Michael Dbrzycki in front of hte Path of the Jedi sign at Disneyland.

The Artist's Way

For Dobrzycki, this high-profile work involves both a collective effort and concentrated attention.

On a regular basis, he will juggle a number of concurrent, deadline-driven creative projects while working in what he describes as an “intensely collaborative environment.”

Beginning with a very general idea, with a lot of group input, the work eventually begins to take shape and narrow in scope.

“I prefer to really focus on an individual design element without interruption or distraction,” he explained. “As difficult as it is to do so in today’s work environment, I really try not to multitask when finishing my production artwork. I am rarely satisfied with the end result if I have not given it my full attention.”

He adds, “I really enjoy the fact that I get to work with some of the most accomplished and talented designers in their fields, on projects that are incredibly meaningful to people all around the world. I also find it both humbling and satisfying to think that millions of people get to experience our work every year.”
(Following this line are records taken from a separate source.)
PR #23, opened 2026-04-18
Optimize TurboQuant fused decode and add Qwen3.5 support

Keith-CY:
## Summary
- Rework the vendored TurboQuant q4 fused attention path so decode computes online softmax on a single lane, broadcasts the softmax state to value lanes, and hoists each lane's query values out of the historical-token loop.
- Add fused-attention lane and softmax probe counters through the Swift MLX runtime and Phase 2 metrics report.
- Add a Phase 2 stability-summary mode that generates repeated-run TurboQuant release evidence from ordered raw run JSONs.
- Preserve Qwen3.5/Qwen3.5 MoE support and real-model metrics evidence for `mlx-community/Qwen3.5-0.8B-OptiQ-4bit`.

## Plan or Spec
- Active plan: `docs/plans/2026-04-20-turboquant-runtime-speedup.md`.
- Architecture evidence: `docs/architecture/2026-04-18-turboquant-kv-cache-optimization.md`.
- Patch inventory: `third_party/mlx-swift-lm/MELIX_PATCHES.md`.

The TurboQuant speedup gate now uses a warmup-aware repeated-run protocol:

- Model: `mlx-community/Qwen3.5-0.8B-OptiQ-4bit`
- Timing mode: `MELIX_SWIFT_ACTIVE_KV_FORCE_MODEL_EVAL_PROBE=1`
- Protocol: `1` warmup run followed by `5` measured runs
- Warmup handling: the warmup is recorded as `warmup_run`, but excluded from `pass_count`, `run_count`, and aggregate statistics
- Measured gate requirements: `run_count >= 5`, all measured runs pass `--require-fused-turboquant`, `active_kv_kernel_path != fallback`, `active_kv_runtime_route = routed`, `active_kv_fallback_count = 0`, and `worker_tps_overhead_pct <= 15`

The committed summary is generated by `scripts/phase2_metrics_report.py --stability-input-json ... --stability-warmup-count 1 --stability-required-runs 5 --require-fused-turboquant`, so the stability gate is reproducible from raw run JSONs rather than hand-edited.

## Commands Run
- `jq empty docs/metrics/phase2-active-kv-qwen35-turboquant-speedup-preopt.json docs/metrics/phase2-active-kv-qwen35-turboquant-speedup-postopt.json docs/metrics/phase2-active-kv-qwen35-turboquant-speedup-stability-summary.json`
- `make phase2-metrics PHASE2_METRICS_ARGS='--input-json docs/metrics/phase2-active-kv-qwen35-turboquant-speedup-postopt.json --json --require-fused-turboquant'`
- `uv run --project services/mlx-worker-python python scripts/phase2_metrics_report.py --stability-input-json ... --stability-warmup-count 1 --stability-required-runs 5 --require-fused-turboquant`
- `swift test --package-path services/mlx-text-worker-swift --enable-code-coverage --filter 'WorkerScaffoldTests/testDecodeStreamingRpcRecordsActiveKVProbeSummary|WorkerScaffoldTests/testAttentionWithCacheUpdateUsesFusedQuantizedStorageWithoutMaterializingForDecode|WorkerScaffoldTests/testVendoredFusedQ4AttentionLaunchPlanUsesOnlineSoftmaxAcrossValueLanes|WorkerScaffoldTests/testVendoredFusedQ4AttentionMatchesQuantizedReferenceForDecodeGQA|WorkerScaffoldTests/testTurboQuantMetalCapabilityRunsMSEQ4FusedAttentionFromQuantizedKVCacheState|WorkerScaffoldTests/testAutoSwiftMLXBackendDecodeReportsTurboQuantFusedRuntimeRoute|WorkerScaffoldTests/testAutoSwiftMLXBackendDecodeUsesVendoredTurboQuantRouteWhenProbeIsDisabled'`
- `python3 scripts/swift_changed_line_coverage.py ...`
- `PYTHONPATH=... uv run --project services/mlx-worker-python coverage run -m pytest services/mlx-worker-python/tests/test_phase2_metrics_report.py -k 'active_kv or repeats_decode_profiles or stability' -q`
- `python3 scripts/python_changed_line_coverage.py --coverage-json /tmp/melix_tq_speedup_python_coverage.json scripts/phase2_metrics_report.py services/mlx-worker-python/tests/test_phase2_metrics_report.py`
- `git diff --check`

## Coverage and Metrics
- Swift targeted tests: `7` tests, `0` failures.
- Swift changed-line coverage: `100.00% (109/109)`.
- Python metrics tests: `20` passed, `13` deselected.
- Python changed-line coverage: `100.00% (227/227)`.
- JSON validation: passed.
- Single-run TurboQuant post-optimization gate: passed with `active_kv_kernel_path = tq_mse_single`, `active_kv_runtime_route = routed`, `active_kv_fallback_count = 0`, and `worker_tps_overhead_pct = 5.13`.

Michael Dobrzycki stands in front of the Autopia sign at Disneyland.

How It All Started

“I think that if I had to describe my career course in a word, a good one would be organic,” said Dobrzycki, who joined the Disney Company as a regular cast member at Disneyland park while still in college.

“I have always been willing to take on new duties and responsibilities as they present themselves, allowing (not forcing) my role to grow within the company. Often, these new roles required very different skill sets and might have different, sometimes competing definitions for success. I think that working in this way helps me to be a better and more understanding team player,” he added.
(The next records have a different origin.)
PR #37, opened 2026-04-19
feat: add Melix design system and SwiftUI tokens

Keith-CY:
Adds the Melix "Digital Broadsheet" design system as a repo-resident reference, a SwiftUI token module, and reconciles drifting views against the spec.

## Plan or Spec

Source: design bundle fetched from `api.anthropic.com/v1/design/h/RraqryQfEhh5ZwBpHMxo8g` — HTML/CSS/JSX prototypes exported from Claude Design. The CSS (`colors_and_type.css`) and the React UI kit (`ui_kits/macos-app/`) are the normative specification; the Swift tokens and view refactors in this PR mirror those values.

Scope decisions:
- **In scope:** add `docs/design-system/` bundle, create `MelixDesignTokens.swift`, reconcile `DesktopShellChromeView`, `DesktopFoundationView`, `DesktopChatView` to use tokens. Fix three pre-existing spec drifts (banner wash, section microheads, Send ⌘↵ hint) surfaced by a rendered-screenshot audit.
- **Out of scope:** refactor of `DesktopWorkspaceShellView.swift` (3.7k lines, ~40 token-ready call sites) — left for a follow-up PR.
- **Identity:** `brandAccent = #0F766E` for fixed-identity surfaces; `accent = Color.accentColor` everywhere else so macOS user accent customization still flows through.

## Commands Run

- `swift build` (apps/macos-menubar) — green
- `swift test --filter MenuBarTests` — 419/420 pass; 1 pre-existing viewmodel banner-string test failure unrelated to this PR
- `git diff --check HEAD^ HEAD` — clean after the whitespace fix
- Launched `melix-menubar` binary with `MELIX_MENU_BAR_STARTUP_SURFACE=console`, captured Chat tab via `screencapture`, compared against `ui_kits/macos-app/index.html` and `preview/*.html`

## Coverage and Metrics

- New file: `MelixDesignTokens.swift` (~180 lines) — pure declarations, exercised through existing view tests via rendered output
- Modified views: `DesktopShellChromeView`, `DesktopFoundationView`, `DesktopChatView`, `DesktopWorkspaceShellView` (banner only)
- Token refactor is value-preserving by construction: every replaced literal resolves to the same numeric value via named constants (`Radius.lg = 10`, `AccentOpacity.capsule = 0.18`, `Bubble.user = Color.blue.opacity(0.14)`, etc.). Visual output is identical to pre-PR; confirmed by screenshot.
- Banner drift-fix changes values intentionally: severity bg from saturated `Color.orange` to `Color.orange.opacity(0.12)` with primary/secondary text. Screenshot-verified.

## Known Gaps

- `DesktopWorkspaceShellView.swift` has ~40 call sites that could use tokens (accent opacities 0.12/0.14/0.16/0.18, radii 10/12/14, card backgrounds). Deliberately deferred — unsafe to sweep without a dedicated review pass.
- Inspector GroupBox → MelixSectionCard swap is applied only in the Chat inspector. Server / Tools inspectors still use SwiftUI native `GroupBox`.
- "Main" / "Primary Server" caption pills in the chat header use `.quaternary` shape style; spec calls for a sharper `rgba(0,0,0,0.06)` + mono font treatment. Close but not pixel-exact.
- Design-bundle preview card `spacing-tokens.html` still lists `14px` unlabeled; README now explains it as a sanctioned half-step.
- One pre-existing MenuBarTests failure (`server session sync ... recovery banners`) is viewmodel-string logic, not UI, and is unrelated to this change.

---


apps/macos-menubar/Sources/AppMain/Branding/MelixDesignTokens.swift
```diff
@@ -0,0 +1,130 @@
...
+
+    enum SurfaceOpacity {
+        /// Card / tile fill when painting `Color.secondary` — near-invisible wash.
+        static let card: Double = 0.06
+        /// Slightly more present tile fill (nested cards, secondary surfaces).
+        static let elevated: Double = 0.08
+        /// Standard card fill when painting `.quaternary` — see `melixCard()`.
+        static let quaternaryCard: Double = 0.6
+        /// Hairline divider or near-invisible outline on interactive containers.
+        static let hairline: Double = 0.06
```
Zigfreidish: `SurfaceOpacity.card` and `SurfaceOpacity.hairline` both resolve to `0.06`. Since they model different roles (fill vs. stroke/divider) keeping them as separate named constants is right — but the identical numeric value creates a risk: if a designer later bumps one, the other silently stays behind. A short cross-reference comment on each (e.g. `// same numeric value as .card; separated for semantic clarity`) would make that coupling visible to future editors.

---

apps/macos-menubar/Sources/AppMain/Branding/MelixDesignTokens.swift
```diff
@@ -0,0 +1,130 @@
...
+
+    /// Chat transcript bubble tints. Keep opacities low (≈ 10–14%) so the
+    /// bubble reads as ink-on-paper rather than a colored card.
+    enum Bubble {
+        static let user = Color.blue.opacity(0.14)
+        static let assistant = Color.green.opacity(0.12)
+        static let reasoning = Color.orange.opacity(0.12)
+        static let tool = Color.purple.opacity(0.12)
+        static let error = Color.red.opacity(0.12)
+    }
```
Zigfreidish: Bubble tints are precomputed `Color` values with opacity already baked in. This is convenient today, but it locks the opacity permanently — a caller can't do `Bubble.user.opacity(0.5)` without first knowing to "undo" the embedded 0.14. The `AccentOpacity` pattern (store the opacity separately, let the caller apply it) is more composable. Consider:

```swift
enum Bubble {
    static let user = Color.blue
    static let assistant = Color.green
    // ...
    enum Opacity {
        static let user: Double = 0.14
        static let standard: Double = 0.12
    }
}
```

If the single-tint design is intentional and locked, that's fine — just noting the asymmetry with `AccentOpacity`.

---

apps/macos-menubar/Sources/AppMain/Branding/MelixDesignTokens.swift
```diff
@@ -0,0 +1,130 @@
...
+            in: RoundedRectangle(cornerRadius: radius, style: .continuous)
+        )
+    }
+
+    /// Apply the standard selected-row accent fill.
+    func melixSelection(_ isSelected: Bool, radius: CGFloat = MelixDesignTokens.Radius.lg) -> some View {
+        background(
+            isSelected
+                ? MelixDesignTokens.accent.opacity(MelixDesignTokens.AccentOpacity.selected)
+                : Color.secondary.opacity(MelixDesignTokens.SurfaceOpacity.card),
```
Zigfreidish: The unselected branch renders `Color.secondary.opacity(0.06)` — a faint but always-visible background on every session row. The original code had the same behavior (this was not introduced here), but now that it's abstracted into `melixSelection` it's worth confirming the design intent: should unselected rows have a dim wash, or be fully transparent (`Color.clear`)? The difference is visible in list contexts where alternating rows create an unintended striped look.

---

apps/macos-menubar/Sources/AppMain/Chat/DesktopChatView.swift
```diff
@@ -285,12 +285,12 @@ struct DesktopChatSessionWorkspace: View {
...
                 .background(
-                    RoundedRectangle(cornerRadius: 10)
+                    RoundedRectangle(cornerRadius: MelixDesignTokens.Radius.lg)
                         .fill(Color(nsColor: .textBackgroundColor).opacity(0.75))
                 )
                 .overlay(
-                    RoundedRectangle(cornerRadius: 10)
-                        .stroke(Color.primary.opacity(0.08), lineWidth: 1)
+                    RoundedRectangle(cornerRadius: MelixDesignTokens.Radius.lg)
+                        .stroke(Color.primary.opacity(MelixDesignTokens.SurfaceOpacity.elevated), lineWidth: 1)
```
Zigfreidish: `SurfaceOpacity.elevated` (0.08) is documented as "nested cards, secondary surfaces" — a fill token — but is used here for a stroke/border. The numeric value happens to match the original `0.08`, so the visual result is correct, but the semantic meaning is misleading. Since `AccentOpacity.stroke` (0.22) is for accent-colored strokes and there's no dedicated primary-stroke token, consider adding `SurfaceOpacity.composerBorder` or repurposing/renaming `elevated` to make dual use explicit.

---

apps/macos-menubar/Sources/AppMain/Chat/DesktopChatView.swift
```diff
@@ -480,21 +475,21 @@ private struct DesktopChatTranscriptRowView: View {
         }
         .frame(maxWidth: .infinity, alignment: .leading)
         .padding()
-        .background(backgroundStyle, in: RoundedRectangle(cornerRadius: 12))
+        .background(backgroundStyle, in: RoundedRectangle(cornerRadius: MelixDesignTokens.Radius.xl))
     }
```
Zigfreidish, line 477: Narrowing the return type from `some ShapeStyle` to `Color` is the right call given the design system's flat, ink-on-paper tints — and it removes the implicit flexibility that invited the previous ad-hoc opacities. Just flagging it as a one-way door: if a future bubble variant needs a gradient or material (e.g. a `system` tint for the `reasoning` entry), the property signature and all call sites will need updating. Worth a comment in the token definition if that constraint is intentional.

---

docs/design-system/melix_logo.svg
```diff
@@ -0,0 +1,15 @@
+<?xml version="1.0" encoding="UTF-8"?>
```
Zigfreidish: This SVG appears to be an exact duplicate of `docs/design-system/assets/melix_logo.svg`. Two copies in slightly different locations will diverge silently when one is updated. Consider keeping only the `assets/` canonical copy and either symlinking or removing this one.

---

Zigfreidish (commented):
Good, clean PR — the token centralization is solid and the production diff is small for the coverage it achieves. Six inline observations above; none are blockers but the `SurfaceOpacity.elevated`-for-stroke semantic mismatch and the duplicate SVG are easy wins before merge. The `Bubble` opacity baking and `melixSelection` unselected background are lower-priority design discussions.

---

apps/macos-menubar/Sources/AppMain/Branding/MelixDesignTokens.swift
```diff
@@ -0,0 +1,203 @@
...
+/// `docs/design-system/README.md` for the "Digital Broadsheet" rationale —
+/// typographic structure, whitespace as hierarchy, accent as ink.
+enum MelixDesignTokens {
+
+    // MARK: - Accent
+
+    /// Brand teal. Used for places where the Melix identity must be fixed
+    /// regardless of the user's system accent (app icon, workspace badge,
+    /// printed/exported artifacts).
+    static let brandAccent = Color(red: 0x0F / 255, green: 0x76 / 255, blue: 0x6E / 255)
```
Zigfreidish: Addressing Gemini's open "critical" flag: this is **not a bug in Swift**. Numeric literals in Swift are untyped by default and take on the type required by context. Since `Color(red:green:blue:)` expects `Double` parameters, `0x0F` and `255` are both typed as `Double`, making this floating-point division (`15.0 / 255.0 = 0.0588…`), not integer division. The color renders as teal, as intended.

That said, writing `255.0` would make the floating-point intent explicit for readers coming from C/Java backgrounds:

```swift
static let brandAccent = Color(red: 0x0F / 255.0, green: 0x76 / 255.0, blue: 0x6E / 255.0)
```

Worth doing purely for clarity, not correctness.

---

apps/macos-menubar/Sources/AppMain/Dashboard/DesktopWorkspaceShellView.swift
```diff
@@ -65,7 +65,7 @@ private struct DesktopShellBannerView: View {
         }
         .padding(.horizontal, 20)
         .padding(.vertical, 10)
```
Zigfreidish, line 67: The banner previously had a **solid** semantic color background with `.white` / `.white.opacity(0.9)` foreground — a high-contrast treatment that made error and warning banners visually urgent. This change moves to a 12% tint (`AccentOpacity.weak`) with `.primary`/`.secondary` foreground, which aligns with the "ink-on-paper" philosophy but significantly reduces contrast.

The concern: WCAG 1.4.3 requires at least 4.5:1 contrast for normal text. On a near-white `#FAFAFA` background, `.primary` text (≈`#0A0A0A`) over a 12% red/orange tint achieves that — but the *banner itself* loses its visual weight as a system-level alert. A user glancing at the app may not notice an active error banner.

Suggestion: keep the low-opacity approach for `.info`, but consider a slightly stronger opacity (e.g. `AccentOpacity.capsule` = 0.18, or a bespoke `0.15`) for `.warning` / `.error` severities, or retain a left-border accent stripe to preserve urgency without the full solid background.

---

apps/macos-menubar/Sources/AppMain/Branding/MelixDesignTokens.swift
```diff
@@ -0,0 +1,203 @@
...
+        VStack(alignment: .leading, spacing: MelixDesignTokens.Spacing.sm) {
+            Text(title).melixSectionLabel()
+            content()
+                .frame(maxWidth: .infinity, alignment: .leading)
+        }
+        .padding(MelixDesignTokens.Spacing.md)
+        .frame(maxWidth: .infinity, alignment: .leading)
+        .melixCard()
+    }
+}
```
Zigfreidish, line 199: `MelixSectionCard` and `melixSectionLabel()` are introduced here but no existing view in this PR is updated to use them. This makes them dead code until the follow-up sweep of `DesktopWorkspaceShellView`. That's fine as long as the follow-up is tracked — just make sure `MelixSectionCard` compiles and the `title` parameter label reads well at call sites before the next PR.

---

Zigfreidish (commented):
Good iteration — the token architecture is solid now. Three items remain: (1) `brandAccent` integer division is **not a bug** in Swift (see inline), but `255.0` would clarify; (2) the banner contrast regression deserves a second look before merge, especially for `.error`/`.warning` severity; (3) `MelixSectionCard` is currently unused — confirm it builds and track the follow-up sweep. Nothing here is a hard blocker.\n\n---\n_Generated by [Claude Code](https://claude.ai/code)_

---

At Whittier, Dobrzycki majored in art and history. According to him, it was the strong connections he formed with professors at the College that allowed him to develop his academic and artistic strengths.

“I will always be indebted to art professor Kim Russo for being infinitely patient with me as I was trying to figure out what I wanted to express in my drawings and paintings,” he said. “And I still consider the lessons that Professor David Sloan taught me about conscientious fabrication and the selection of materials for dimensional design on an almost daily basis.”

Moreover, he believes it was at Whittier where he gained the confidence to make a career in the visual arts.

“My undergraduate experience was a period of great joy and personal growth for me,” said Dobrzycki. “I am convinced that the interdisciplinary curriculum and focus on making connections between broad topics makes me a better problem-solving designer today.”

In addition to his work as a graphic designer, Dobrzycki has taught at the college level and is an accomplished painter, carpenter, puppet maker, and sketch artist whose work has been featured in more than a dozen children’s books and small press publications over the last few years.

Editor's Note: Since the time of this interview, Michael Dobrzycki has been promoted to Art Director at Walt Disney Imagineering – Anaheim.